One is creation, the other is capture, kinda similar to AI training off what already exists, actually. I do think photos can be creative and artistic but not sure if it's the same. Degradation of art is a thing, IMO

It’s a different art whatsoever. If the art of painting is deciding what to include, the art of photography is deciding what to exclude. It’s dumb to compare the two.

One does not exclude the other. Photography didn’t replace painting, it expanded the art of telling stories through images to millions more people and new mediums.

Coding with LLMs will do the same for a different domain.

The way I see it is like the digital camera or cellphone camera allowing the masses to snap a photo of anything and creating a giant archive of disposable slop. This will be the same with LLMs and code for most of the users. Bringing a technology to the masses doesn't mean everyone will be generating good quality results.

The cream will rise to the top of the new "art" and we will be left with amateur "devs" posting their LLM selfie to LLMstagram.

When the hype dies down and everyone starts being critical of software and code again it will be obvious.

Of course there will be new slop, that's actually the proof that it has created a paradigm shift in how technology is used and delivered.

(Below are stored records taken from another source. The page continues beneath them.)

PR #220, opened 2022-04-15
Extend the "Button" component to support also links as actions (02)

didoo:
### :pushpin: Summary

This is an attempt to solve once for all the issue of "links that look like buttons" in our products.

The previous attempt using a `Link::CTA` component (see https://github.com/hashicorp/design-system/pull/115) was followed by other issues raised by the developers, this time around the need of a `secondary` styling for the link (see [this Slack thread](https://hashicorp.slack.com/archives/C11JCBJTW/p1649412165572899), but also [this Slack thread](https://hashicorp.slack.com/archives/C025N5V4PFZ/p1649267673705649), [this other Slack thread](https://hashicorp.slack.com/archives/C03A0N1QK8S/p1649362956033069), [this Slack thread](https://hashicorp.slack.com/archives/C03A0N1QK8S/p1649850252570679) too, this [comment](https://hashicorp.slack.com/archives/C11JCBJTW/p1649423066529139?thread_ts=1649412165.572899&cid=C11JCBJTW), this [Jira ticket](https://hashicorp.atlassian.net/browse/HVT-1363), [this GitHub PR](https://github.com/hashicorp/cloud-ui/pull/2316)).

Adding a **secondary** style for the `Link::CTA`, which by its own definition is _intended to be a design element that [...] stands out from the rest of the page[and] tells the user “this is the most important action on this page”_ doesn't make sense at this point. The only pragmatic solution is to modify the `Button` component and allow it to handle links too.

This change will facilitate the migration of the Cloud UI codebase to HDS buttons, unblocking some of the tasks that were in standby, waiting for alternatives to the existing UI implementations based on Structure components.

In this PR I have:

- updated the `button` to use the new `interactive` generic component
  - allowed underline of text on links
  - add the `space` key event handler when the element is a `link` (see #291)
  - removed the `@type` argument from the API in favour of the `type` native attribute (this simplified the code)
- improved assertion guards in `button` to work differently between buttons and links
- added special visual treatment to alert the developer if a `href` HTML attribute is used instead of the `@href` Ember argument
- updated documentation page - [preview page](https://hds-components-git-spike-button-with-link-support-hashicorp.vercel.app/components/button)
  - API
  - showcase
- updated integration tests

### 🤔 Things to discuss/decide
- [ ] decide if we want to keep the visual treatment (alert) when the consumer passes a `href` instead of a `@href`
    - screenshot_1338

### :link: Links

- **RFC**: [DS-033 - Button/Link/CTA Rethink](https://docs.google.com/document/d/1Tc99UR3UJo_avncWD1V8uGgDr72W2TjLbxAvPPaNRj8/edit)

***

### 👀 How to review

👉 Review by files changed

Reviewer's checklist:

- [ ] +1 Percy if applicable


packages/components/app/styles/components/button.scss
```diff
@@ -26,6 +26,11 @@ $hds-button-focus-border-width: 3px;
   position: relative;
   width: auto;
 
+  @at-root a#{&} {
+    text-decoration: none;
+    width: fit-content;
+  }
```
alex-ju, line 32: We have [`button.hds-button` defined further down the page](https://github.com/hashicorp/design-system/pull/220/files#diff-bc76736c4fa05350de917ad2426c66e972a17bf42a5d210fe476f48ba7d800afR319), would it be more consistent (and potentially easier to read) if we define these simply as `a.hds-button`?

alex-ju (approved):
If I understand correctly, the space key event handler would be added in a separate PR

packages/components/app/styles/components/button.scss
didoo: I see your point here, but I have mixed feelings for this suggestion. Reason is that the one below is a special override that we apply to the component (intended only for the developers, it's a large visual `console.error`, and may also be removed if we this is too much, or risky) while this one is actual styling. I have added a comment above this rule, so it's more obvious what it does.

didoo:
> If I understand correctly, the space key event handler would be added in a separate PR

Yes: all the accessibility improvements will be done once we agree on what they should be (eg. the `role` was controversial).

packages/components/addon/components/hds/button/index.js
```diff
@@ -126,25 +124,6 @@ export default class HdsButtonIndexComponent extends Component {
     }
   }
 
-  /**
```
didoo, line 129: removed the @type argument from the API in favour of the type native attribute (this simplifies the code)

packages/components/app/styles/components/button.scss
```diff
@@ -304,4 +309,24 @@ $size-props: (
       border-color: transparent;
     }
   }
+}
+
+
+// SPECIAL
+
+// we apply a visual treatment to alert the developer if a "href" HTML attribute is used (instead of the "@href" Ember argument)
```
didoo, line 317: please let me know what you think of this

MelSumner (approved):
Reiterating that we definitely need to iterate on this, it's the worst possible outcome of all of the possible outcomes we discussed. Understand why from a business perspective, but need to have this in writing.

packages/components/app/styles/components/button.scss
alex-ju: seems like a good idea; if we end-up needing this in other places there may be value in converting it into a mixin

alex-ju (approved):
The `Interactive` abstraction makes sense to me; code looks good.

PR #223, opened 2022-04-15
update to yarn 3

Dhaulagiri:
### :pushpin: Summary

This PR moves us from yarn v1 to yarn v3

The main impetus for this that yarn v1 is in maintenance mode and support for workspaces in it is pretty rough. More context is in #341, but in short none of the small bugs we are experiencing in v1 will ever be fixed so this is the best way to get onto a more modern version of yarn.

The one drawback is that this change exposed an underlying issue with our ember-3.24 scenario for the components package. This is a quirk of the monorepo and ember that actually exists locally regardless, this change just exposes it in CI. We've informally agreed that this is not a long term concern though given we expect most teams to be on more modern versions of ember.

### 👀 How to review

👉 Review commit-by-commit


packages/components/config/ember-try.js
```diff
@@ -5,6 +5,10 @@ const { embroiderSafe, embroiderOptimized } = require('@embroider/test-setup');
 
 module.exports = async function () {
   return {
+    useYarn: true,
+    buildManagerOptions() {
```
Dhaulagiri, line 9: add a comment on why this was needed

Dhaulagiri:
Opening this up for review. I'm honestly not 100% convinced this is the best idea long term as my perception is that, in general, yarn as a project is not in the best place (yarn 1 is obsolete but widely used, yarn 3 is more actively worked on but not used much from what I can see, etc). Even if we accept this PR it may be worth exploring how to finalize a migration to use npm which seems somewhat more common 🤷

alex-ju (approved):
I guess it's a bet on increased adoption of `yarn 3` across the web that I'm personally willing to make. Extra 🍬 for updating the docs!

MelSumner (approved):
Thank you for doing this work! 👍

We saw the same thing with Youtube, there was an ocean of worthless, nonsense content that nobody wanted to watch. But the existence of that in a way that it could be interacted with by millions of people proved that it was truly a fundamental shift in media and publication, and now those types of platforms have content that is exclusive to their medium and types of productions that would literally never have existed otherwise.

I expect to see the same type of change when it comes to people building software with LLMs, enormous amounts of slop, but an entirely new experience and new ideas that only became possible because of the millions of new people able to execute on an idea and bring it into reality.

I hope you're right, Guy, cause I like ya and think you're a sweetheart with a fat sat account!

With that, I'm going to put aside the other software dev methodologies that came about over the years and how they only made more and more slop. See: Agile. The good stuff always comes to the forefront no matter the Next Big Thing...

Also, I don't want to conflate vibe coding with LLM auto completion and boilerplate either, which is actually useful. In the above I'm only speaking on the art of vibe coding.